The actual immortal game between Anderssen and Kieseritsky, was a ‘warm-up’ for the London International Tournament. Anderssen won; and walked away with the tournament, clutching the equivalent of half a million dollars in today’s money. The tournament was propitious for Anderssen in another sense: he went on to be the leading player in the world until 1866 (save for a couple of years when he wasn’t trying). Kieseritsky’s life by contrast, ended two years later in a Paris mental hospital: very dead and very broke. It is said that not a single person attended the interring.

Subtitling the chapters as move numbers in the Anderssen/Kieseritsky game, Shenk takes the reader on an extravaganza of chess history. From its origins in Persia in the fifth century, to an aid to education in today’s America, Shenk misses nothing. There are answers here to all our “…I always wondered about that”.

Shenk’s sources and notes are comprehensive and copious, as are his appendices.

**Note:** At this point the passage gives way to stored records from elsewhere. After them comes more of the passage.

PR #378, opened 2020-10-29
ZEVA 282 - new activity banners for bceid

emi-hi:
-added rejected models and transfers activity banners for bceid


amichard (approved):
Looks good!

PR #382, opened 2020-10-30
Friday testing

emi-hi:
- fixed action bar in transfer details
- added tests
-alert now says "icbc date current to: no icbc data" if no icbc data uploaded, otherwise it will have the date


amichard (approved):
Looks good!

PR #384, opened 2020-11-05
ZEVA 318 - edit credit transfer draft

emi-hi:
-added edit ability by loading new form with prefilled values when draft record is clicked
-added serializer for updating transfer content and partner
-changed transfer container and page to be editContainer and form to match other components
-added check for partner and filled rows before saving


amichard (approved):
Looks good!

PR #392, opened 2020-11-12
Upload directory back from tmp

amichard:
Changelog:
- Temporarily removed automatic file deletion
- Changed folder back to the way it was


kuanfandevops (approved):
looks good

PR #395, opened 2020-11-13
Zeva 321

NavpreetGrewal:


frontend/src/credits/components/CreditTransfersDetailsSupplierTable.js
```diff
@@ -49,17 +49,27 @@ const CreditTransfersDetailsSupplierTable = (props) => {
     className: 'text-center',
     columns: [{
       headerClassName: 'd-none',
-      id: 'new-balance-a',
+      id: 'newA',
       accessor: (item) => (`${item.newBalanceA}-A`),
       className: 'text-right',
       width: 125,
+      getProps: (state, rowInfo) => ({
```
amichard, line 56: I'm assuming the idea behind this is to highlight the text as red.

Instead of using a style attribute my suggestion is to update the className instead
so I would so something like this:
className: `text-right ${(rowInfo.row.newB.slice(0,2) < 0) ? 'text-danger : ''}`

frontend/src/credits/CreditTransfersDetailsContainer.js
```diff
@@ -19,17 +19,39 @@ const CreditTransfersDetailsContainer = (props) => {
...
+    
     axios.get(ROUTES_CREDIT_TRANSFERS.DETAILS.replace(':id', id))
       .then((response) => {
         setSubmission(response.data);
+        orgId = response.data.debitFrom.id;
         setLoading(false);
       });
-  };
+    
+    axios.get(ROUTES_CREDIT_TRANSFERS.LIST).then((listresponse) => {
```
amichard, line 40: This might not fully get all the pending credit transactions so the count might be a bit off.

I noticed that this only retrieves credit transfers. we need to include credit applications as well

To clarify, an organization has insufficient credits if their current balance + credit applications (not counting drafts and issued) - credit transfers (not counting drafts and issued) - the current transfer application is less than 0

frontend/src/credits/CreditTransfersDetailsContainer.js
```diff
@@ -19,17 +19,39 @@ const CreditTransfersDetailsContainer = (props) => {
...
+      const organization_transfers = listresponse.data.filter((eachRecord) => eachRecord.debitFrom.id === orgId);
+      currentBalanceA = organization_transfers[0].debitFrom.balance.A;
+      currentBalanceB = organization_transfers[0].debitFrom.balance.B;
+      organization_transfers.forEach((each) => {
+        each.creditTransferContent.forEach((eachContent) => {
+          (eachContent.creditClass.creditClass === 'A') ?
+          transferContentA += eachContent.creditValue * eachContent.dollarValue : transferContentB += eachContent.creditValue * eachContent.dollarValue
```
amichard, line 47: I'd be more explicit and add another condition for creditClass B. As we need to, while very unlikely, ensure credit class C doesn't ruin the calculation

NavpreetGrewal:
@amichard Thanks for your feedback. I will work on it.

amichard (approved):
Looks good!

PR #408, opened 2020-11-23
Zeva 344

NavpreetGrewal:
Add validation status "Rejected" to the condition to display comment for both bceId and government user.


amichard (approved):
Looks good!

PR #412, opened 2020-11-25
ZEVA 193 - Director approves transfer

emi-hi:
-non government users now see "approved by transfer partner" instead of "recommended approved" in transfer list view
-supplier balance table in transfer details is fixed
-when approve transfer is clicked:
    -backend checks initiating supplier totals (calculates balances by model year and type, and compares against each row in transfer) , if supplier does not have enough credits for any row the transfer will fail 
    - if transfer does not fail, a transaction record is added for each row in transfer
    - balances for each supplier are updated for A and B credits


amichard (approved):
Looks good!

PR #413, opened 2020-11-25
Zeva 325: BCEID Organization Administrator

NavpreetGrewal:


frontend/src/users/components/UserDetailsForm.js
```diff
@@ -23,6 +23,19 @@ const UserDetailsForm = (props) => {
     return <Loading />;
   }
 
+  const disableEditing = (role) => {
+    if (!role){
+      user.roles.forEach((eachRole) => { 
+        if (eachRole.roleCode === "Organization Administrator"){
```
amichard, line 29: I'd rather we check for permissions than actually checking for role code or name. These codes can potentially change.

NavpreetGrewal: oh ok I was not aware of that. I will make the required changes.

amichard (approved):
Looks good!

PR #427, opened 2020-12-04
ZEVA-356: Transfer error

emi-hi:
added more backend checks for transfers
-analyst will see a banner if this transfer will put supplier into negative (including pending)
-supplier cannot submit transfers that will put them into negative (including pending)
-director cannot issue credits if supplier does not have enough credits (backend only)


amichard (approved):
Looks good!

PR #694, opened 2022-10-20
Change AOM_USAGE_GOOD_QUALITY back to 0

wantehchang:
Undo a cosmetic change in
https://github.com/strukturag/libheif/pull/691.

The AOM_USAGE_GOOD_QUALITY macro was not defined in libaom v1.0.0-errata1. heif_encoder_aom.cc apparently tries to support libaom releases older than v2.0.0, so change AOM_USAGE_GOOD_QUALITY back to 0.

### DIFF
--- a/libheif/plugins/heif_encoder_aom.cc
+++ b/libheif/plugins/heif_encoder_aom.cc
@@ -838,7 +838,7 @@ struct heif_error aom_encode_image(void* encoder_raw, const struct heif_image* i
   }
 
 
-  unsigned int aomUsage = AOM_USAGE_GOOD_QUALITY;
+  unsigned int aomUsage = 0;
 #if defined(AOM_USAGE_ALL_INTRA)
   // aom 3.1.0
   aomUsage = (encoder->realtime_mode ? AOM_USAGE_REALTIME : AOM_USAGE_ALL_INTRA);


silverbacknet:
I'd rather see this as an #if VERSION_PACKED < 0x20000... but I also wonder if there's much value in supporting pre-2.0.0, if it hasn't already come up.

farindk:
I also think we should have an `#if` clause around this so that we can easily migrate to the symbolic name.
I'm not sure whether support for a 1.x AOM is still needed for packing in old Linux distributions.
For Ubuntu, we provide 2.0 AOM packages even back to Ubuntu 14.04:
  https://launchpad.net/~strukturag/+archive/ubuntu/libheif

But there might be other distributions around, still with AOM 1.x.

wantehchang:
Hi Emily and Dirk,

Thank you for your comments. I've edited this pull request so that it is a pure revert. The surrounding code already has rather complicated `#if` clauses:

```
  unsigned int aomUsage = 0;
#if defined(AOM_USAGE_ALL_INTRA)
  // aom 3.1.0
  aomUsage = (encoder->realtime_mode ? AOM_USAGE_REALTIME : AOM_USAGE_ALL_INTRA);
#elif defined(AOM_USAGE_REALTIME)
  // aom 2.0
  aomUsage = (encoder->realtime_mode ? AOM_USAGE_REALTIME : AOM_USAGE_GOOD_QUALITY);
#endif
```

I am not quite sure how you want to add an `#if` to the first line. You can first merge this revert PR and then edit the code as you see fit.

Note: I think it is not necessary to support libaom releases older than v2.0.0. If we can assume libaom is v2.0.0 or later, then the code can be simplified as follows:

```
  unsigned int aomUsage =
#if defined(AOM_USAGE_ALL_INTRA)
    // aom 3.1.0
    AOM_USAGE_ALL_INTRA;
#else
    AOM_USAGE_GOOD_QUALITY;
#endif
  if (encoder->realtime_mode) {
    aomUsage = AOM_USAGE_REALTIME;
  }
```

farindk:
Thank you. I have simplified the `#if` construct according to your suggestion by dropping support for AOM 1.x. It seems that it is save to assume 2.x as the minimum version. If not available, this can be obtained through our PPA (https://launchpad.net/~strukturag/+archive/ubuntu/libheif).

However, I thought Appendix I, pointless. If a reader didn’t know the rules of chess, I doubt they would stay with Shenk for 244 pages. That said, appendix II and III are worth the purchase price of the book alone.

If you love chess, you must buy this book. If you only know the moves – but enjoy the game, you must buy it. For everyone else – you should buy it too. Who knows, there could be a Grand Master lurking within you just waiting to come out.